Where does "feedback" appear in the data? Return each line that holds it.

● ● ● ●

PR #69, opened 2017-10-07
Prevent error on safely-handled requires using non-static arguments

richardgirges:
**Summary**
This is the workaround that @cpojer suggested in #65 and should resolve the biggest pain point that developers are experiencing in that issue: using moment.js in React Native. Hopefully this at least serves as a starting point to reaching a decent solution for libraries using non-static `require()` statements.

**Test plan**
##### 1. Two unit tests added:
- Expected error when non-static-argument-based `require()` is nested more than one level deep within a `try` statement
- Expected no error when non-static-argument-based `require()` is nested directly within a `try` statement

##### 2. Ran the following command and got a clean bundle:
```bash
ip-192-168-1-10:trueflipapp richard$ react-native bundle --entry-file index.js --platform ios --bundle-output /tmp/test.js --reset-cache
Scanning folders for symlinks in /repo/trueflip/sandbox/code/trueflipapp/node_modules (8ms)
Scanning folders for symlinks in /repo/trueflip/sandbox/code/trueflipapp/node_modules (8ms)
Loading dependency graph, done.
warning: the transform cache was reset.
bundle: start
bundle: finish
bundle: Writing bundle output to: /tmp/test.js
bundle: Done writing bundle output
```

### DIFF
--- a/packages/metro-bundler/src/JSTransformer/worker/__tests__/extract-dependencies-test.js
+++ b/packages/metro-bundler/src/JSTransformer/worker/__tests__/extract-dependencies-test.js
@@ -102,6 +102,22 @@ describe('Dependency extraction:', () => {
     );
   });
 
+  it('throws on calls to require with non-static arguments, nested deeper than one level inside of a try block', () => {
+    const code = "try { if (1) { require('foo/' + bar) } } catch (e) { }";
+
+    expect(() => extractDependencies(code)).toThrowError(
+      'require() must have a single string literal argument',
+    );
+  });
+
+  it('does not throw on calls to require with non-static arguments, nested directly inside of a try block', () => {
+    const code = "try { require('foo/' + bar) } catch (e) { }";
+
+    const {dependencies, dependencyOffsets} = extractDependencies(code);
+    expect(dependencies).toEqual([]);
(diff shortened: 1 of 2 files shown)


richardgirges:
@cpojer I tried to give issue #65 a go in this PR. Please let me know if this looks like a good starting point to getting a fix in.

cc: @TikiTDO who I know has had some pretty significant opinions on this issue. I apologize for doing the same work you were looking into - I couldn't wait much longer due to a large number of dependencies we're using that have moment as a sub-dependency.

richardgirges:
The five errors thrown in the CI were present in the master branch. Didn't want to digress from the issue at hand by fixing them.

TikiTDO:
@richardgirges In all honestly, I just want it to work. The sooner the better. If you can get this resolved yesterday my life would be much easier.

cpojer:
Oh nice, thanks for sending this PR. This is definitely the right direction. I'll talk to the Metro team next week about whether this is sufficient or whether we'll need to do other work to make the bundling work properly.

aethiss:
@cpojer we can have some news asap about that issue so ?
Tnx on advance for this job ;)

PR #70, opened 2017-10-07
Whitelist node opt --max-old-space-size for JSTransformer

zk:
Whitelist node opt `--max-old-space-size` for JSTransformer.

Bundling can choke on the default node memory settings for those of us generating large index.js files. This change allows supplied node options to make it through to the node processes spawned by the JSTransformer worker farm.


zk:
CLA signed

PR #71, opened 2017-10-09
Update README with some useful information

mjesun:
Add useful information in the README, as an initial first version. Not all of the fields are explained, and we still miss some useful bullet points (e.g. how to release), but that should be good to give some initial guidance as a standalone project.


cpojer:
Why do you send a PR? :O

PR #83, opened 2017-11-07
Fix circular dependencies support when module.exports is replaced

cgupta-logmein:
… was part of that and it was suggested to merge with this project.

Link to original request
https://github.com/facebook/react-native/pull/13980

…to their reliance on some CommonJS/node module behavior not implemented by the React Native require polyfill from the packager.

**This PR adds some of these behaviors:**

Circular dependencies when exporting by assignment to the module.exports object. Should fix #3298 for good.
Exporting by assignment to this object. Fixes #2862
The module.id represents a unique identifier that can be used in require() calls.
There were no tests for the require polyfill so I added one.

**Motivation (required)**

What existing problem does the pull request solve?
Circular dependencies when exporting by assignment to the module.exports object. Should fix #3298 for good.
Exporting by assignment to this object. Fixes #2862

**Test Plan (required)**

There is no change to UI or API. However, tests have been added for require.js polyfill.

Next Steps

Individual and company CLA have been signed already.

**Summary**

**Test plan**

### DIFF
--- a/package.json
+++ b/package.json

● ● ● ●

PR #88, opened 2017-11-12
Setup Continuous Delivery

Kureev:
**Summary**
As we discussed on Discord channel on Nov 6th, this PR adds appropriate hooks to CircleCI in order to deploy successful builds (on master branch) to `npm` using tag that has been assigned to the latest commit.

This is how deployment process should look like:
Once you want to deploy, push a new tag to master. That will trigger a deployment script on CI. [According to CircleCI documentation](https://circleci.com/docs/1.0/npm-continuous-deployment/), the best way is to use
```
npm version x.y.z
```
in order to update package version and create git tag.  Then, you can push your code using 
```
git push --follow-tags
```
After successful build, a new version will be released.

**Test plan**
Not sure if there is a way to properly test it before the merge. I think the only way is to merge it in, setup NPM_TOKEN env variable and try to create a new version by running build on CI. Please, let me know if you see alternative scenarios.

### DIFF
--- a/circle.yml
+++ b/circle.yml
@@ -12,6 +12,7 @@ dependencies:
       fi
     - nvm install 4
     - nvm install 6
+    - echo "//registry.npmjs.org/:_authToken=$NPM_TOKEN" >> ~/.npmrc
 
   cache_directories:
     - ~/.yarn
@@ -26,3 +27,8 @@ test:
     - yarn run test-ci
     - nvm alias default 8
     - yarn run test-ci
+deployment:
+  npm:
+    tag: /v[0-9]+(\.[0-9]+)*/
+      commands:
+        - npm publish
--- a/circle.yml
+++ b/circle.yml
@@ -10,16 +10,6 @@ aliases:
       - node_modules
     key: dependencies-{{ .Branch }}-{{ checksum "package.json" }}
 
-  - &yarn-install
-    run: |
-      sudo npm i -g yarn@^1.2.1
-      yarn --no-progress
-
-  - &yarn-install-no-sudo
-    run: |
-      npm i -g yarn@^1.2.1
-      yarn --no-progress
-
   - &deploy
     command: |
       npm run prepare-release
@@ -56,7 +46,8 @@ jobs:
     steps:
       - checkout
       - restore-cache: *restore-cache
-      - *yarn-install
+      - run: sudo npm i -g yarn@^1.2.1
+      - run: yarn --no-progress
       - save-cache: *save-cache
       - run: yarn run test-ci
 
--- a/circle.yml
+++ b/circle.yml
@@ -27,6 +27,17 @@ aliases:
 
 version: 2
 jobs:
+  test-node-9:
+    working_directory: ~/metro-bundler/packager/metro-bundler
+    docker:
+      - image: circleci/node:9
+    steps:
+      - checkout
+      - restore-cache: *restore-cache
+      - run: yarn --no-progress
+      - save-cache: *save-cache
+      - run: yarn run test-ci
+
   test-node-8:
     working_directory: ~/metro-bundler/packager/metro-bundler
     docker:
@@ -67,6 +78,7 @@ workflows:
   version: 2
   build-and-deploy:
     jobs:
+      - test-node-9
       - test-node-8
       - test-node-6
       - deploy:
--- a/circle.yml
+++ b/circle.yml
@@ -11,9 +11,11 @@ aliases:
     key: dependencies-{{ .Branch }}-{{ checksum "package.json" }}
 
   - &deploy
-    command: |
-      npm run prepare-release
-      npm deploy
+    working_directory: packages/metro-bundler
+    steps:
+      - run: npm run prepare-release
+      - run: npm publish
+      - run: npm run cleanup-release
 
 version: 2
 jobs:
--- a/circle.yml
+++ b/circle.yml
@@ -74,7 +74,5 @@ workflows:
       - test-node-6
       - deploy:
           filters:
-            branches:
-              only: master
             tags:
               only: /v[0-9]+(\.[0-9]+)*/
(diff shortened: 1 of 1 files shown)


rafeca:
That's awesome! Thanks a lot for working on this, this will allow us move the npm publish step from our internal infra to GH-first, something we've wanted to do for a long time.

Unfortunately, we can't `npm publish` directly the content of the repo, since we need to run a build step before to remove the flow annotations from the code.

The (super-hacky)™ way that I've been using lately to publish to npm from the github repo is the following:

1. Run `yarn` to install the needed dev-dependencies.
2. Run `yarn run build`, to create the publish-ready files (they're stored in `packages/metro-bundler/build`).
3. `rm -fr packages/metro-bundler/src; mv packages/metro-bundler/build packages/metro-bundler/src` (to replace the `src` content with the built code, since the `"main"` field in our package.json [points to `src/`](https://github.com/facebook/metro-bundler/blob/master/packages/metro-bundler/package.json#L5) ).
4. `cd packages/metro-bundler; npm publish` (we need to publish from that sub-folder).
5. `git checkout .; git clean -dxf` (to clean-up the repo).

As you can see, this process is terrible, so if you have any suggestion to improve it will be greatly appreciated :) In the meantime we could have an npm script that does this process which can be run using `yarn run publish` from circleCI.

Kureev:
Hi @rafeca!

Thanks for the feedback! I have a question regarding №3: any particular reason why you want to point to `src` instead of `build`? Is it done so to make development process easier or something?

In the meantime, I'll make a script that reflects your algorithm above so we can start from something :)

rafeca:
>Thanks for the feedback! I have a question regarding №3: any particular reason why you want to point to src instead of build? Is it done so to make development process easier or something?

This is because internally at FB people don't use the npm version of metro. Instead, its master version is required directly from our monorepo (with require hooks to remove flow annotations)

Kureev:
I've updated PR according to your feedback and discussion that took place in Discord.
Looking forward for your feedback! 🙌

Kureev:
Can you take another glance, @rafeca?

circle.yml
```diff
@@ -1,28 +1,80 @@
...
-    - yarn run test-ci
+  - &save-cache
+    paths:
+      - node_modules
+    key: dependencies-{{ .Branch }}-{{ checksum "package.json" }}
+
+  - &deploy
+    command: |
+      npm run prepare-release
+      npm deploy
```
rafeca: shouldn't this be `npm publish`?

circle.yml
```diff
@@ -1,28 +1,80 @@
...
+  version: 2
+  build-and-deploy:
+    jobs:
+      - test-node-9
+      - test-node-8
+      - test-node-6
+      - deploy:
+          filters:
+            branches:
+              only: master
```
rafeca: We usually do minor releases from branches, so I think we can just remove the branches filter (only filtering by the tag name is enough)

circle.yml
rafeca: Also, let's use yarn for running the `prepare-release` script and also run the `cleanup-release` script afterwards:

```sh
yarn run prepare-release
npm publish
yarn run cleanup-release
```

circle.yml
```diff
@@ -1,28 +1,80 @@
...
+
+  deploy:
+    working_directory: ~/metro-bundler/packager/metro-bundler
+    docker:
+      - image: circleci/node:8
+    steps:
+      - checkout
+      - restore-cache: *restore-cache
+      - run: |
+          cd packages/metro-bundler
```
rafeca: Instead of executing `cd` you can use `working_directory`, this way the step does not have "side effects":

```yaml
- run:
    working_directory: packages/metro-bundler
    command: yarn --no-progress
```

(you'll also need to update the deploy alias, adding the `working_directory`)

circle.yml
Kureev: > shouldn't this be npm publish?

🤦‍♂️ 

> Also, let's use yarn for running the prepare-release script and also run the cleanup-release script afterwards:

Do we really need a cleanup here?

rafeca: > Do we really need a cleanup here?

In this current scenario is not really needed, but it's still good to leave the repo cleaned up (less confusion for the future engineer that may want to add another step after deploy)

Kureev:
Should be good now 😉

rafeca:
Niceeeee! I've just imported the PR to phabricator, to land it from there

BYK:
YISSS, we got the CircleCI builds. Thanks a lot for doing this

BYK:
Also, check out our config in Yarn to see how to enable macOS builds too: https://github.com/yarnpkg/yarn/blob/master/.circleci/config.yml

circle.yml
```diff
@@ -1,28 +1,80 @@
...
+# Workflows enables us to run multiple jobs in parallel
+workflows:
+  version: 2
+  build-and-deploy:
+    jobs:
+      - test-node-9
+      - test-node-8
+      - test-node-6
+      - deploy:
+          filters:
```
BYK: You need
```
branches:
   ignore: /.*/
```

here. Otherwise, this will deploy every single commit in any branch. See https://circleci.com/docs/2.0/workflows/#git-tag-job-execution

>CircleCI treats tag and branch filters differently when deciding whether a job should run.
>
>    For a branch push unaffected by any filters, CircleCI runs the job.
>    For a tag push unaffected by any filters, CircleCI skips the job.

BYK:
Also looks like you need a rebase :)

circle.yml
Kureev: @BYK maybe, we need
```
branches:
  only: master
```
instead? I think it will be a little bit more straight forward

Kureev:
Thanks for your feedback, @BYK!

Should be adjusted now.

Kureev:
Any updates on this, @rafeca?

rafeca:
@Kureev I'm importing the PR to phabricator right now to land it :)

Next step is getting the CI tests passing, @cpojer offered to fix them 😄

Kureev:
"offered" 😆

● ● ● ●

REPLY:
Thanks for the feedback! I have a question regarding №3: any particular reason why you want to point to `src` instead of `build`? Is it done so to make development process easier or something?
>Thanks for the feedback! I have a question regarding №3: any particular reason why you want to point to src instead of build? Is it done so to make development process easier or something?
I've updated PR according to your feedback and discussion that took place in Discord.
Looking forward for your feedback! 🙌
Thanks for your feedback, @BYK!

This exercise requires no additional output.